Exercise description:
Starting at the top line and ending at the last, restate the records exactly.
##### Data for the task
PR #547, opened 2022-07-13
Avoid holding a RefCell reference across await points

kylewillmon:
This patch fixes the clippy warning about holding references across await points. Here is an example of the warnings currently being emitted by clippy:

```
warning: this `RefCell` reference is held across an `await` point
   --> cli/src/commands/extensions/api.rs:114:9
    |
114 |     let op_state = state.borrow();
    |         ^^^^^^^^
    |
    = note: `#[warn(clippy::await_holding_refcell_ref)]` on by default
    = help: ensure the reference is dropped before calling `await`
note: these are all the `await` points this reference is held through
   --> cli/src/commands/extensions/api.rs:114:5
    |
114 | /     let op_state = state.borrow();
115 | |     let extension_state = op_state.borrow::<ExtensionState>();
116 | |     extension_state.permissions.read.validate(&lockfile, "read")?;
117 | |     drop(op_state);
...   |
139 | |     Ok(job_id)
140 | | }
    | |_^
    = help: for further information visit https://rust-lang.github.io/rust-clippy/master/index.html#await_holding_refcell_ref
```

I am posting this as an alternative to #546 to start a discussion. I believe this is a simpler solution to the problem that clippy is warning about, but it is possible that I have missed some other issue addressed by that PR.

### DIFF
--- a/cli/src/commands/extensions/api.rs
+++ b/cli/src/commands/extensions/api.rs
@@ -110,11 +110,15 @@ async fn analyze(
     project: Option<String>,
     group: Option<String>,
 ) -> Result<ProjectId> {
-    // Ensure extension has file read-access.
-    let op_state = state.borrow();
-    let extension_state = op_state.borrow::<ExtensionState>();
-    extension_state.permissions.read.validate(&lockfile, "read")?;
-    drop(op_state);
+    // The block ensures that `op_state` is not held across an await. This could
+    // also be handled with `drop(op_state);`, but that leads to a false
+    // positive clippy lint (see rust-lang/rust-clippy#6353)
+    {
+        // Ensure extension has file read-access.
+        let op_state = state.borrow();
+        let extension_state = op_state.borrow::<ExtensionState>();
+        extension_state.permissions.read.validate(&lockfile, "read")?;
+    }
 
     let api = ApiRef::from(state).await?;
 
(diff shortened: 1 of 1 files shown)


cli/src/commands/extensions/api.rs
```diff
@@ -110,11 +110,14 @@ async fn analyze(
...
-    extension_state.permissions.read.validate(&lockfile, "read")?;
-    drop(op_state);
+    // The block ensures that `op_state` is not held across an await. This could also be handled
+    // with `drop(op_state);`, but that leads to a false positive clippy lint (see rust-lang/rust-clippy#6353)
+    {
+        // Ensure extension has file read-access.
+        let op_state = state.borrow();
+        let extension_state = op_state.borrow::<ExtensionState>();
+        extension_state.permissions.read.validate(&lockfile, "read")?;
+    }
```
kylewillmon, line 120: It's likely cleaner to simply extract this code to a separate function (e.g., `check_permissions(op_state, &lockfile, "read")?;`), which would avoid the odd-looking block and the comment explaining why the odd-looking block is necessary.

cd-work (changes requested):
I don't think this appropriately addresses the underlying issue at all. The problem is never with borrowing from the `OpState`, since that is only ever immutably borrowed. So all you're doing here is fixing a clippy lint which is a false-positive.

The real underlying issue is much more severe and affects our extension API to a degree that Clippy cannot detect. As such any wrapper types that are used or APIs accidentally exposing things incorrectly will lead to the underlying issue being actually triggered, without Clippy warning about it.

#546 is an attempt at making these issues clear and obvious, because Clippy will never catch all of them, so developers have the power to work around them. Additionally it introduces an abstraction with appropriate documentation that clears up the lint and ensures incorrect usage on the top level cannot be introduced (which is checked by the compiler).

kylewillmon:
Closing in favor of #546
##########
Reply to the task:
PR #547, opened 2022-07-13
Avoid holding a RefCell reference across await points

kylewillmon:
This patch fixes the clippy warning about holding references across await points. Here is an example of the warnings currently being emitted by clippy:

```
warning: this `RefCell` reference is held across an `await` point
   --> cli/src/commands/extensions/api.rs:114:9
    |
114 |     let op_state = state.borrow();
    |         ^^^^^^^^
    |
    = note: `#[warn(clippy::await_holding_refcell_ref)]` on by default
    = help: ensure the reference is dropped before calling `await`
note: these are all the `await` points this reference is held through
   --> cli/src/commands/extensions/api.rs:114:5
    |
114 | /     let op_state = state.borrow();
115 | |     let extension_state = op_state.borrow::<ExtensionState>();
116 | |     extension_state.permissions.read.validate(&lockfile, "read")?;
117 | |     drop(op_state);
...   |
139 | |     Ok(job_id)
140 | | }
    | |_^
    = help: for further information visit https://rust-lang.github.io/rust-clippy/master/index.html#await_holding_refcell_ref
```

I am posting this as an alternative to #546 to start a discussion. I believe this is a simpler solution to the problem that clippy is warning about, but it is possible that I have missed some other issue addressed by that PR.

### DIFF
--- a/cli/src/commands/extensions/api.rs
+++ b/cli/src/commands/extensions/api.rs
@@ -110,11 +110,15 @@ async fn analyze(
     project: Option<String>,
     group: Option<String>,
 ) -> Result<ProjectId> {
-    // Ensure extension has file read-access.
-    let op_state = state.borrow();
-    let extension_state = op_state.borrow::<ExtensionState>();
-    extension_state.permissions.read.validate(&lockfile, "read")?;
-    drop(op_state);
+    // The block ensures that `op_state` is not held across an await. This could
+    // also be handled with `drop(op_state);`, but that leads to a false
+    // positive clippy lint (see rust-lang/rust-clippy#6353)
+    {
+        // Ensure extension has file read-access.
+        let op_state = state.borrow();
+        let extension_state = op_state.borrow::<ExtensionState>();
+        extension_state.permissions.read.validate(&lockfile, "read")?;
+    }
 
     let api = ApiRef::from(state).await?;
 
(diff shortened: 1 of 1 files shown)


cli/src/commands/extensions/api.rs
```diff
@@ -110,11 +110,14 @@ async fn analyze(
...
-    extension_state.permissions.read.validate(&lockfile, "read")?;
-    drop(op_state);
+    // The block ensures that `op_state` is not held across an await. This could also be handled
+    // with `drop(op_state);`, but that leads to a false positive clippy lint (see rust-lang/rust-clippy#6353)
+    {
+        // Ensure extension has file read-access.
+        let op_state = state.borrow();
+        let extension_state = op_state.borrow::<ExtensionState>();
+        extension_state.permissions.read.validate(&lockfile, "read")?;
+    }
```
kylewillmon, line 120: It's likely cleaner to simply extract this code to a separate function (e.g., `check_permissions(op_state, &lockfile, "read")?;`), which would avoid the odd-looking block and the comment explaining why the odd-looking block is necessary.

cd-work (changes requested):
I don't think this appropriately addresses the underlying issue at all. The problem is never with borrowing from the `OpState`, since that is only ever immutably borrowed. So all you're doing here is fixing a clippy lint which is a false-positive.

The real underlying issue is much more severe and affects our extension API to a degree that Clippy cannot detect. As such any wrapper types that are used or APIs accidentally exposing things incorrectly will lead to the underlying issue being actually triggered, without Clippy warning about it.

#546 is an attempt at making these issues clear and obvious, because Clippy will never catch all of them, so developers have the power to work around them. Additionally it introduces an abstraction with appropriate documentation that clears up the lint and ensures incorrect usage on the top level cannot be introduced (which is checked by the compiler).

kylewillmon:
Closing in favor of #546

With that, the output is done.